• [How to complete this task]:
Please return every line in the following data that includes the string "mentioned".

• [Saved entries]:
********

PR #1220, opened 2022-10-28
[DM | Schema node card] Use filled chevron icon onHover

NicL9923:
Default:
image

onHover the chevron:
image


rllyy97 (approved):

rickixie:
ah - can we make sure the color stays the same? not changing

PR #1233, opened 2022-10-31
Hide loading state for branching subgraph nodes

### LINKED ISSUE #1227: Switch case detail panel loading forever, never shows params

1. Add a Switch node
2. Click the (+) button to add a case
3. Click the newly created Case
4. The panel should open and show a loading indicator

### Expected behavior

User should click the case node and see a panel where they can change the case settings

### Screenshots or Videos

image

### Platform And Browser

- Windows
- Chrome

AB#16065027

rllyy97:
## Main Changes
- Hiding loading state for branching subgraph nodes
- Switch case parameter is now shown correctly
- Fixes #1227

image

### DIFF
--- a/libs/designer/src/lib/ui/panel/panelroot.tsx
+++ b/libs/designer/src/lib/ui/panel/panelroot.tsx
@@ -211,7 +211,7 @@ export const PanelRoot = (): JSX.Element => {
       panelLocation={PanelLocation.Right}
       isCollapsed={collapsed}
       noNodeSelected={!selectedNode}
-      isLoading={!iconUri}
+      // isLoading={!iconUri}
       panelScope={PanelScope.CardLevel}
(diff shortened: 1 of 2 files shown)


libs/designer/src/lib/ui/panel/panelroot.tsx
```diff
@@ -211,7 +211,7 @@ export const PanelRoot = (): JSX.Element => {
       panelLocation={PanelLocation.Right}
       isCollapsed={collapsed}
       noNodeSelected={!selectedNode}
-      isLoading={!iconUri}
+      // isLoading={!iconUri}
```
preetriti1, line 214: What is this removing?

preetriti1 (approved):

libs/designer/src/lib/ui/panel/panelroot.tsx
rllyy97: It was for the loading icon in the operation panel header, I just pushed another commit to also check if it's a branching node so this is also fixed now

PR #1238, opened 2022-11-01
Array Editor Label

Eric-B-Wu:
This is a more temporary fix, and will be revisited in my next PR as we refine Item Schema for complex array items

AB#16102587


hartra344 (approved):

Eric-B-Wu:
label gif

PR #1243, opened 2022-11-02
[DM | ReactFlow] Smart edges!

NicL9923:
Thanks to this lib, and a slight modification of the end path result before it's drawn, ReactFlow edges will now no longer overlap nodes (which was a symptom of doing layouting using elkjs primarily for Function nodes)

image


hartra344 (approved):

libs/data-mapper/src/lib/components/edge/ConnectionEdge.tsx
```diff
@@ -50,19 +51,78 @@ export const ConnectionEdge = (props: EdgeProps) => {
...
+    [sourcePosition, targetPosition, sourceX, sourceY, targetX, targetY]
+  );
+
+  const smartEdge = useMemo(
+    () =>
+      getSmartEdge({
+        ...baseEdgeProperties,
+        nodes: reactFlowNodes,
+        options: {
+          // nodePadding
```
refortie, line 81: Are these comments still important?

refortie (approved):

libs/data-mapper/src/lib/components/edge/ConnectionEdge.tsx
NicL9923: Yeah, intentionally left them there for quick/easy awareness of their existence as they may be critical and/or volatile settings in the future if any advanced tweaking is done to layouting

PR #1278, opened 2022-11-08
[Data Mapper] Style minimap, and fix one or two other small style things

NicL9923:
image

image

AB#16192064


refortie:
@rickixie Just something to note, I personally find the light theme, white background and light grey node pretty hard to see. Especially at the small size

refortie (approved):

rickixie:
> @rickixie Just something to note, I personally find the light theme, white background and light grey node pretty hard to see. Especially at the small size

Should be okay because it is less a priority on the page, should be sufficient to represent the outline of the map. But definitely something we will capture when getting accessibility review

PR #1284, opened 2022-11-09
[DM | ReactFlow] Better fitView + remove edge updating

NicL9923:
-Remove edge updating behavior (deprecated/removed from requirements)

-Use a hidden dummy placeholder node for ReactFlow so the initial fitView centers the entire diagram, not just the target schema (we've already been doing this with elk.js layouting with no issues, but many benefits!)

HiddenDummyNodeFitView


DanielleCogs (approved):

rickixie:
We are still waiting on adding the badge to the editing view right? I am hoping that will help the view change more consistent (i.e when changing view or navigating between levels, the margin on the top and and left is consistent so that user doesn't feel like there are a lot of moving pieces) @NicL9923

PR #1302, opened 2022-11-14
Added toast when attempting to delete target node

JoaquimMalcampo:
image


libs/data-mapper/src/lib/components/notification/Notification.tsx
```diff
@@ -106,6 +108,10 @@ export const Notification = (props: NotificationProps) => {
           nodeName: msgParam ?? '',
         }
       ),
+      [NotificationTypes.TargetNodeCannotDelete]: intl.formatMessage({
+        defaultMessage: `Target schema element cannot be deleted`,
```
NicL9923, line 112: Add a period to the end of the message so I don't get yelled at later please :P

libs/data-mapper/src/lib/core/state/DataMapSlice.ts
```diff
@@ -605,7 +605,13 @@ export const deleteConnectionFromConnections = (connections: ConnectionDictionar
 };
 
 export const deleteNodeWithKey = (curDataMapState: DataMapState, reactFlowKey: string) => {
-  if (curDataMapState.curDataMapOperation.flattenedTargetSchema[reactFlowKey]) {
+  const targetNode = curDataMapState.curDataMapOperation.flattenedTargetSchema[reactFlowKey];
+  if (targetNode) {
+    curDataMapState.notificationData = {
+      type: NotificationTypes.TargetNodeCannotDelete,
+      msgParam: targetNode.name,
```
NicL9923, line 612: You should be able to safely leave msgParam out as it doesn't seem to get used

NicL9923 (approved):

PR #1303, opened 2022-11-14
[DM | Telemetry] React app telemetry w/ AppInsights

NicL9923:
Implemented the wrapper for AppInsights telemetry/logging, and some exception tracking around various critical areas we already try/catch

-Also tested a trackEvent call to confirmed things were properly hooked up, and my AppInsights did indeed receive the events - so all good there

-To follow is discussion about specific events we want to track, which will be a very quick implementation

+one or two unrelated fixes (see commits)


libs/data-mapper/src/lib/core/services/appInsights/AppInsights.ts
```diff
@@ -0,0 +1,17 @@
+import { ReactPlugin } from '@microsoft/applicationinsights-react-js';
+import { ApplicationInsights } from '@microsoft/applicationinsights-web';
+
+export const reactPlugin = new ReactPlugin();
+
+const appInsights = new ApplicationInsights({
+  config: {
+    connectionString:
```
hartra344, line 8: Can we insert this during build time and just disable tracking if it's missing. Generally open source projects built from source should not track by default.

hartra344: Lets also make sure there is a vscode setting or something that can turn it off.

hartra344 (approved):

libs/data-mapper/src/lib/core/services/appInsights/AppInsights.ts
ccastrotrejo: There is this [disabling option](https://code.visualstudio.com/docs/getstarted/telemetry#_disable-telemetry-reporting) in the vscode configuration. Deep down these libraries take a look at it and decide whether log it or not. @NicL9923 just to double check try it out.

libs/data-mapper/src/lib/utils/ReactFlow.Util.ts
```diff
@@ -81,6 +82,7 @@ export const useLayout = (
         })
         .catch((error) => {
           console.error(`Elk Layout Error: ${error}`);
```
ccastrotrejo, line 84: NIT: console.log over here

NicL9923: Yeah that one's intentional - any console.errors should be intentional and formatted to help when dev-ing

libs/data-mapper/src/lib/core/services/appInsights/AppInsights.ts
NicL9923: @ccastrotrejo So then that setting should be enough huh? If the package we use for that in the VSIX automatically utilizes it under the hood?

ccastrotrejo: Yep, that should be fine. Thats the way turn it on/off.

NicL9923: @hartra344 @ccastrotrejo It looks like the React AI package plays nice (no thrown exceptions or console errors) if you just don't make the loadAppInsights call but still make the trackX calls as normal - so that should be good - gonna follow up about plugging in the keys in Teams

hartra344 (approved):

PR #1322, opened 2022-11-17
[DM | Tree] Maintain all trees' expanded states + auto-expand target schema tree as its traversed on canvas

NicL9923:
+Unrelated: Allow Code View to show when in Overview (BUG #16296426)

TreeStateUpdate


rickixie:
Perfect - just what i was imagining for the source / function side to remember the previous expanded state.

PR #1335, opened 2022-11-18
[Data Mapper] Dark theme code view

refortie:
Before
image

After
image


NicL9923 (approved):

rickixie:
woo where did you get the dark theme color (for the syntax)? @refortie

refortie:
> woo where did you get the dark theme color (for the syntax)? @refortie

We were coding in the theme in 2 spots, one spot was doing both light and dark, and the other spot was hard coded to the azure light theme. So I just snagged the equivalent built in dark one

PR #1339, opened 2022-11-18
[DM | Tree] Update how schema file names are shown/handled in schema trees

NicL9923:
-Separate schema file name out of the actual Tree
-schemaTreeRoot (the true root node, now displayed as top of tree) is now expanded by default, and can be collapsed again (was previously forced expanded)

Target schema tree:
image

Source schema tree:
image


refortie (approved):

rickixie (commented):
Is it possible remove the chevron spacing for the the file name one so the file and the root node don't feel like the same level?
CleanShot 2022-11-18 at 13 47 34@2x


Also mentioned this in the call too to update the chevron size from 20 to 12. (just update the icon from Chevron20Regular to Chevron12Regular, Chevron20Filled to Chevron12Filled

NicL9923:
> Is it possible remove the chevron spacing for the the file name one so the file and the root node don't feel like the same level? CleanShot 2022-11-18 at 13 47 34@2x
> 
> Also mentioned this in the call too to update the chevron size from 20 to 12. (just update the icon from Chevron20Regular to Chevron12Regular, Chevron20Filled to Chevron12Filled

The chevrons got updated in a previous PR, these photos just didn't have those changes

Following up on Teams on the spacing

********

• [Output for this task]:
Also mentioned this in the call too to update the chevron size from 20 to 12. (just update the icon from Chevron20Regular to Chevron12Regular, Chevron20Filled to Chevron12Filled
> Also mentioned this in the call too to update the chevron size from 20 to 12. (just update the icon from Chevron20Regular to Chevron12Regular, Chevron20Filled to Chevron12Filled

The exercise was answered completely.